I just finished watching Michael Moore’s free-to-web (but only in the U.S. and Canada, wink wink) documentary “Slacker Uprising,” about his tour of swing states just before the 2004 presidential election.
Well, you get what you pay for, I guess.
I’ve always had mixed feelings about Michael Moore’s work. I liked Sicko, The Awful Truth and Bowling for Columbine, and I was ok with Fahrenheit 9/11.
But Slacker Uprising doesn’t explain any issue. It doesn’t argue any point. It doesn’t actually try to change anything, despite Moore’s pleas that the film be screened before the election. It’s just a bunch of videos of stump speeches pieced together with a bunch of videos of artists performing protest songs. This review from the Ann Arbor News explains it pretty well.
There are some interesting parts, about how Republicans attempted to stop the speeches, offered money to get student unions to cancel them, and even showed up, chanted and prayed out loud while Moore was speaking, but there’s already a documentary about that.

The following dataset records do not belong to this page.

Issue #188, opened 2019-12-31
UX: Header toolbar causes content to change position


aspiers:
[This previously arose as discussion in #153 and #169; splitting out into its own issue for clarity.]

Tapping a header causes the toolbar to appear which allows editing the header, contents, deadline etc.  However because this toolbar appears above the selected header, it causes the header to shift vertically down, and then back up again if a different header further down is selected.  (The latter would also happen in the future if deselection of the header is ever implemented as per #152.)

In #153, [**@munen**](https://github.com/munen) commented on [December 25, 2019 9:08 AM](https://github.com/200ok-ch/organice/issues/153#issuecomment-568870778 "2019-12-25T09:08:14Z - Replied by Github Reply Comments"):
> This is a recent change. Before, the action bar was below the header. Meaning, it was in between the header and its content. People rightfully complained that the action bar was now in the way in between related content. Hence, we moved it on top of the header. A few weeks later, you come along^^

I believe the issue tracking that change was #100.  I agree with the referenced concerns from EmacsConf which it was trying to address; however I'm not at all convinced that the change implemented was the right one, and it seems I'm not the only one.  Going back to #153, [**@schoettl**](https://github.com/schoettl) replied on [December 26, 2019 9:42 AM](https://github.com/200ok-ch/organice/issues/153#issuecomment-569025279 "2019-12-26T09:42:09Z - Replied by Github Reply Comments"):
> To be honest, I also liked it better when the toolbar was below the headings. My reason for that is:
> 
> *   I often click on a header to see its sub headers
> *   Then I want to "close" and hide the sub headers again (because I've seen what I need)
> *   To hide them, now I have to click on a different point in the UI
> 
> So, placing the toolbar above the header line makes the important UI element (the header line) jumping around. That was also unintuitive for my dad ;)
> 
> I just tested [org-web.org/sample](https://org-web.org/sample) and really like that more. One finger inbetween header line and content is no problem for me and better than a jumping header line.

Unfortunately I can't immediately offer a perfect solution, but hopefully we can all work together in this issue to design one.  My current thinking is that if there are problems putting the toolbar below the header (as per #100) but also above it (as per #153, #169, and this issue), then maybe we need to find an entirely different approach.  For example:

- Make it a lot smaller by changing `DEADLINE` / `CLOCK IN` / `SCHEDULED` into icons.  I can't see any good reason why those buttons should be text but the others should be icons; am I missing something?
[...]

PR #254, opened 2020-02-14
WIP feat: double tap titles and descriptions to edit

williamconnolly:
As a user, I kept finding myself double-tapping titles and descriptions to edit them. I think it comes from me being used to a file explorer's "double click file to rename it" functionality. 

Also, on my tablet (and desktop screen as well), the body of the application was too narrow. Rather than 35em, I changed to 80% and found it was more usable. I'm open to removing this of course, if others' opinions differ.

### DIFF
--- a/bin/compile_search_parser.sh
+++ b/bin/compile_search_parser.sh
@@ -6,5 +6,10 @@ npx pegjs -o src/lib/headline_filter_parser.{js,grammar.pegjs}
 # code that we're writing and we want to keep eslint warnings at 0,
 # we're telling eslint to ignore the generated file.
 PARSER_FILE=src/lib/headline_filter_parser.js
+TMP_FILE=/tmp/headline_filter_parser.js
+
 # Prepend the generated parser code with a `eslint-disable` comment.
-sed -i '1i \/* eslint-disable */' "$PARSER_FILE"
+echo '/* eslint-disable */' > "$TMP_FILE"
+cat "$PARSER_FILE" >> "$TMP_FILE"
+mv "$TMP_FILE" "$PARSER_FILE"
+
--- a/bin/compile_search_parser.sh
+++ b/bin/compile_search_parser.sh
@@ -6,7 +6,5 @@ npx pegjs -o src/lib/headline_filter_parser.{js,grammar.pegjs}
 # code that we're writing and we want to keep eslint warnings at 0,
 # we're telling eslint to ignore the generated file.
 PARSER_FILE=src/lib/headline_filter_parser.js
-
 # Prepend the generated parser code with a `eslint-disable` comment.
 sed -i '1i \/* eslint-disable */' "$PARSER_FILE"
-
--- a/bin/compile_search_parser.sh
+++ b/bin/compile_search_parser.sh
@@ -6,10 +6,7 @@ npx pegjs -o src/lib/headline_filter_parser.{js,grammar.pegjs}
 # code that we're writing and we want to keep eslint warnings at 0,
 # we're telling eslint to ignore the generated file.
 PARSER_FILE=src/lib/headline_filter_parser.js
-TMP_FILE=/tmp/headline_filter_parser.js
 
 # Prepend the generated parser code with a `eslint-disable` comment.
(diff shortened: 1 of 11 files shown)


bin/compile_search_parser.sh
```diff
@@ -6,5 +6,10 @@ npx pegjs -o src/lib/headline_filter_parser.{js,grammar.pegjs}
 # code that we're writing and we want to keep eslint warnings at 0,
 # we're telling eslint to ignore the generated file.
 PARSER_FILE=src/lib/headline_filter_parser.js
+TMP_FILE=/tmp/headline_filter_parser.js
+
 # Prepend the generated parser code with a `eslint-disable` comment.
-sed -i '1i \/* eslint-disable */' "$PARSER_FILE"
+echo '/* eslint-disable */' > "$TMP_FILE"
```
williamconnolly: This sed command failed to execute on my computer. I have had issues with sed incompatibilities with linux/macOS etc, so for this specific action, "pre-pend a line to the file", I got it working this way. I'm specifically on macOS Mojave  10.14.15. I open to reverting this change as well.

schoettl: Can you tell me the output of `sed --version`? Maybe you can just install a modern GNU sed on your system?

I'd generally prefer this sed one-liner. If it have to be using a temp file, it should be done with `mktemp`, which is also hard to make platform-independent. But a static temp file can randomly make problems to some users, e.g. when they have a local CI system running.

schoettl:
I tested it, but double clicks to edit doesn't seem to work. I tried in chromium, normal mode and mobile emulation mode.

What is the behavior for a normal click, now? Still collapse/expand header? Isn't this delayed, when double clicks are also handled?

Having a width of 80 % makes the toolbar look not good. But it may indeed be more usable. And if we change the UI concept anyway (material design), it's maybe OK.

munen:
I tested it, too. The feature does work for me (after enabling it in the settings) - tested on FF (Linux) and iOS.

However, I'm not convinced of the UX of this feature atm. Since clicking a header will toggle an expand/collapse, a double click will almost always miss it's mark. I've created a demo with three headlines. I'm always double clicking, but it almost always doesn't work, because of expanding/collapsing headlines.

demo

Apart from that, on a mobile device, it's easy to trigger any action from the `HeaderActionBar` on a 'double-tap'. The first tap will open the header up and the second will click anything.

As of this state, I'm afraid we cannot merge it. @williamconnolly if you can address these UX features, this assassment can change, of course. Personally, I wouldn't know how to solve it, though. It's hard to do two things with one action.

Apart from the UX, the code is nicely done. Good job on building your first neat PR! :pray: 

I'm very sorry I don't have better news on the review, though.

williamconnolly:
Sounds good, I'll look into fixing this. I started compensating for the quick-header-collapse behavior and got consistent title double-taps when the titles were scrolled high enough in the body - I don't yet have a solution for this. All online tutorials speak of debouncing the taps for collapsing, to give room for onDoubleTap to fire. Thanks for feedback. What would you think instead of Tap-And-Hold?

bin/compile_search_parser.sh
williamconnolly: Ahh, I see, the local CI system that may not have a tmp dir is a good argument. I'll futz around with `brew install gsed` or something - I know that macOS default unix utils are woefully out of date.

munen:
"Tap-And-Hold" sounds good for editing the title.

Having said that, at some point "Tap-And-Hold" might trigger a new context menu which opens non-primary actions for headers. There has been previous discussion going on around this. The rationale is that the current `HeaderActionBar` is already filled with actions and it'll be an issue adding more to that. The whole paradigm around how to trigger actions against headlines may change in the future. There's nothing decided, though. This is an issue where some open discussion has happened: https://github.com/200ok-ch/organice/issues/188

bin/compile_search_parser.sh
munen: :+1:

williamconnolly:
Closing for now as I dont have much time to complete due to obvious circumstances

munen:
All the best for your other commitments! :pray:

For those used to Moore’s passionate, personal arguments about political issues, you’ll be disappointed. He doesn’t even narrate the movie. Instead, you just hear him speaking to the converted, to the point where the hyperpartisanship of those audiences might turn you off from voting for Democrats.
Michael Moore chanting “one more day” isn’t entertaining, moving, inspiring or educational. And it’s not worth watching.
Mmmmm we didn’t watch the same doc I think.
Nobody was singing in your video?
it was just a tiny part of the Doc. But for a free doc I wasn’t expecting big production values.
Hence “you get what you pay for”
Sort of, but the message was still there.